PR #3670, opened 2019-11-25
Fix missing 'require()' dependency in previous security fix

aaron-costello:
Original: https://github.com/ether/etherpad-lite/commit/5879037ddca4ab9a4002adf90fc7ce6c9f82f01b

### DIFF
--- a/src/templates/pad.html
+++ b/src/templates/pad.html
@@ -360,7 +360,11 @@
         <% e.end_block(); %>
 
         <% e.begin_block("scripts"); %>
+        
+        <script type="text/javascript" src="../static/js/require-kernel.js"></script>
+          
         <script type="text/javascript">
+            var padutils = require('../static/js/pad_utils').padutils;
             // @license magnet:?xt=urn:btih:8e4f440f4c65981c5bf93c76d35135ba5064d8b7&dn=apache-2.0.txt
             (function() {
               // Display errors on page load to the user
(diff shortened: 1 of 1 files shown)


muxator:
Thanks for the fix!

There are some merge conflicts. In order to fix them, I would have to force push on _your_ default branch. This can be a problem if you are relying on that repo for a specific reason, or an advantage if you are using it only for contributing to Etherpad. :)

Is it ok for you?

**p.s.**: btw, I suspect this is the reason for which I had to manually port your original PR #3647 on top of develop.

muxator:
Tested the change right now, and just moving the `<script>` block as proposed in this change is not enough.

I think the reason is that to be operational, `require-kernel` needs to be configured, and this happens at a later time:

https://github.com/ether/etherpad-lite/blob/ba38ed3bbae20bd195bd7fef983ab0ff5e387395/src/templates/pad.html#L402-L406

@aaron-costello, what do you see in your browser console?
I see this (Firefox 70, etherpad ba38ed3bbae2 + your patch):
```
Error: Attempt to retrieve the root module "/../static/js/pad_utils.js" but no root URI is defined.
```

muxator:
Hi @aaron-costello, still no luck :(

It's puzzling, because from visual inspection your fix (https://github.com/ether/etherpad-lite/pull/3670/commits/71bc1940c5bc022fdb7601ac48aae4a8017da7a7) should definitely work!
But I tried it on the latest develop and nonetheless I saw this:

```
Error: The module at "/../static/js/pad_utils" does not exist.
```

The **good news** is that I think I have found a way to make it work, taking inspiration from later in the file. I am closing this PR and committing 695c2d2e84b3 in the meantime. Please confirm if this works for you, too.

If we find a way to make your change work (which I like more) I'll happily accept that.

Thanks for helping chasing the bug!

PR #3676, opened 2019-12-01
docker: Set the home directory for the user

pierreprinetti:
Before this change, the docker user had home in a directory it had no
permissions on. The inability of creating a cache directory in `$HOME`
prevented npm to work properly.

Additionally, the `node_modules` in the base working directory had its
owner set to root, preventing further changes.

With this change, the `etherpad` user has a home directory.
Additionally, `npm i` is now run by `etherpad` rather than the root
user; this way, it is possible to dynamically change the `node_modules`
content in day 2 operations.

Note that while switching to the `useradd` builtin, a conflict was
discovered with the GID 65534 that was previously used. This change is
changing the `etherpad` user's UID to 5001 to avoid said conflict. As a
consequence, a `chmod -R 5001:5001` must be run prior to attaching
volumes created from previous Etherpad versions.

### DIFF
--- a/Dockerfile
+++ b/Dockerfile
@@ -19,9 +19,19 @@ ARG ETHERPAD_PLUGINS=
 # this can be done with build args (and is mandatory to build ARM version)
 ENV NODE_ENV=development
 
+# Follow the principle of least privilege: run as unprivileged user.
+#
+# Running as non-root enables running this image in platforms like OpenShift
+# that do not allow images running as root.
+RUN useradd --uid 5001 --create-home etherpad
+
+RUN mkdir /opt/etherpad-lite && chown etherpad:etherpad /opt/etherpad-lite
+
+USER etherpad:etherpad
+
 WORKDIR /opt/etherpad-lite
 
-COPY ./ ./
+COPY --chown=etherpad:etherpad ./ ./
 
 # install node dependencies for Etherpad
 RUN bin/installDeps.sh && \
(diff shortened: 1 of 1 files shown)


muxator:
I guess something like a `chown -R in /opt/etherpad-lite`after the `COPY` statement  is needed, because docker build complains:

```
$ docker build --tag muxator/etherpad .
[...]
Step 8/13 : COPY ./ ./
 ---> f882b96b2ccb
Step 9/13 : RUN bin/installDeps.sh
 ---> Running in 31ae5510747f
Copy the settings template to settings.json...
cp: cannot create regular file 'settings.json': Permission denied
```

It seems that the `COPY ./ ./` statement populates `/opt/etherpad-lite` with root-owned files, even if `USER etherpad:etherpad` was already executed.

```
$ docker run -ti --rm 769477de80fd bash
etherpad@2da8f587ec10:/opt/etherpad-lite$ ls -ld /opt/etherpad-lite/
drwxr-xr-x 1 root root 326 Dec  1 18:56 /opt/etherpad-lite/
etherpad@2da8f587ec10:/opt/etherpad-lite$ ls -l /opt/etherpad-lite/
total 104
-rw-rw-r-- 1 root root 26442 Dec  1 18:24 CHANGELOG.md
-rw-rw-r-- 1 root root  8217 Oct 23 22:08 CONTRIBUTING.md
-rw-rw-r-- 1 root root  1424 Dec  1 18:55 Dockerfile
[...]
```

pierreprinetti:
Interesting: Podman somehow made it work.

However, it seems to work with Docker now: https://travis-ci.org/ether/etherpad-lite/jobs/619350446

muxator:
Queued, thanks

┄┄┄┄┄┄┄┄┄┄┄┄┄┄┄┄┄┄┄┄

Your assignment: Recreate the listing word for word, omitting nothing.

Output for this exercise:
PR #3670, opened 2019-11-25
Fix missing 'require()' dependency in previous security fix

aaron-costello:
Original: https://github.com/ether/etherpad-lite/commit/5879037ddca4ab9a4002adf90fc7ce6c9f82f01b

### DIFF
--- a/src/templates/pad.html
+++ b/src/templates/pad.html
@@ -360,7 +360,11 @@
         <% e.end_block(); %>
 
         <% e.begin_block("scripts"); %>
+        
+        <script type="text/javascript" src="../static/js/require-kernel.js"></script>
+          
         <script type="text/javascript">
+            var padutils = require('../static/js/pad_utils').padutils;
             // @license magnet:?xt=urn:btih:8e4f440f4c65981c5bf93c76d35135ba5064d8b7&dn=apache-2.0.txt
             (function() {
               // Display errors on page load to the user
(diff shortened: 1 of 1 files shown)


muxator:
Thanks for the fix!

There are some merge conflicts. In order to fix them, I would have to force push on _your_ default branch. This can be a problem if you are relying on that repo for a specific reason, or an advantage if you are using it only for contributing to Etherpad. :)

Is it ok for you?

**p.s.**: btw, I suspect this is the reason for which I had to manually port your original PR #3647 on top of develop.

muxator:
Tested the change right now, and just moving the `<script>` block as proposed in this change is not enough.

I think the reason is that to be operational, `require-kernel` needs to be configured, and this happens at a later time:

https://github.com/ether/etherpad-lite/blob/ba38ed3bbae20bd195bd7fef983ab0ff5e387395/src/templates/pad.html#L402-L406

@aaron-costello, what do you see in your browser console?
I see this (Firefox 70, etherpad ba38ed3bbae2 + your patch):
```
Error: Attempt to retrieve the root module "/../static/js/pad_utils.js" but no root URI is defined.
```

muxator:
Hi @aaron-costello, still no luck :(

It's puzzling, because from visual inspection your fix (https://github.com/ether/etherpad-lite/pull/3670/commits/71bc1940c5bc022fdb7601ac48aae4a8017da7a7) should definitely work!
But I tried it on the latest develop and nonetheless I saw this:

```
Error: The module at "/../static/js/pad_utils" does not exist.
```

The **good news** is that I think I have found a way to make it work, taking inspiration from later in the file. I am closing this PR and committing 695c2d2e84b3 in the meantime. Please confirm if this works for you, too.

If we find a way to make your change work (which I like more) I'll happily accept that.

Thanks for helping chasing the bug!

PR #3676, opened 2019-12-01
docker: Set the home directory for the user

pierreprinetti:
Before this change, the docker user had home in a directory it had no
permissions on. The inability of creating a cache directory in `$HOME`
prevented npm to work properly.

Additionally, the `node_modules` in the base working directory had its
owner set to root, preventing further changes.

With this change, the `etherpad` user has a home directory.
Additionally, `npm i` is now run by `etherpad` rather than the root
user; this way, it is possible to dynamically change the `node_modules`
content in day 2 operations.

Note that while switching to the `useradd` builtin, a conflict was
discovered with the GID 65534 that was previously used. This change is
changing the `etherpad` user's UID to 5001 to avoid said conflict. As a
consequence, a `chmod -R 5001:5001` must be run prior to attaching
volumes created from previous Etherpad versions.

### DIFF
--- a/Dockerfile
+++ b/Dockerfile
@@ -19,9 +19,19 @@ ARG ETHERPAD_PLUGINS=
 # this can be done with build args (and is mandatory to build ARM version)
 ENV NODE_ENV=development
 
+# Follow the principle of least privilege: run as unprivileged user.
+#
+# Running as non-root enables running this image in platforms like OpenShift
+# that do not allow images running as root.
+RUN useradd --uid 5001 --create-home etherpad
+
+RUN mkdir /opt/etherpad-lite && chown etherpad:etherpad /opt/etherpad-lite
+
+USER etherpad:etherpad
+
 WORKDIR /opt/etherpad-lite
 
-COPY ./ ./
+COPY --chown=etherpad:etherpad ./ ./
 
 # install node dependencies for Etherpad
 RUN bin/installDeps.sh && \
(diff shortened: 1 of 1 files shown)


muxator:
I guess something like a `chown -R in /opt/etherpad-lite`after the `COPY` statement  is needed, because docker build complains:

```
$ docker build --tag muxator/etherpad .
[...]
Step 8/13 : COPY ./ ./
 ---> f882b96b2ccb
Step 9/13 : RUN bin/installDeps.sh
 ---> Running in 31ae5510747f
Copy the settings template to settings.json...
cp: cannot create regular file 'settings.json': Permission denied
```

It seems that the `COPY ./ ./` statement populates `/opt/etherpad-lite` with root-owned files, even if `USER etherpad:etherpad` was already executed.

```
$ docker run -ti --rm 769477de80fd bash
etherpad@2da8f587ec10:/opt/etherpad-lite$ ls -ld /opt/etherpad-lite/
drwxr-xr-x 1 root root 326 Dec  1 18:56 /opt/etherpad-lite/
etherpad@2da8f587ec10:/opt/etherpad-lite$ ls -l /opt/etherpad-lite/
total 104
-rw-rw-r-- 1 root root 26442 Dec  1 18:24 CHANGELOG.md
-rw-rw-r-- 1 root root  8217 Oct 23 22:08 CONTRIBUTING.md
-rw-rw-r-- 1 root root  1424 Dec  1 18:55 Dockerfile
[...]
```

pierreprinetti:
Interesting: Podman somehow made it work.

However, it seems to work with Docker now: https://travis-ci.org/ether/etherpad-lite/jobs/619350446

muxator:
Queued, thanks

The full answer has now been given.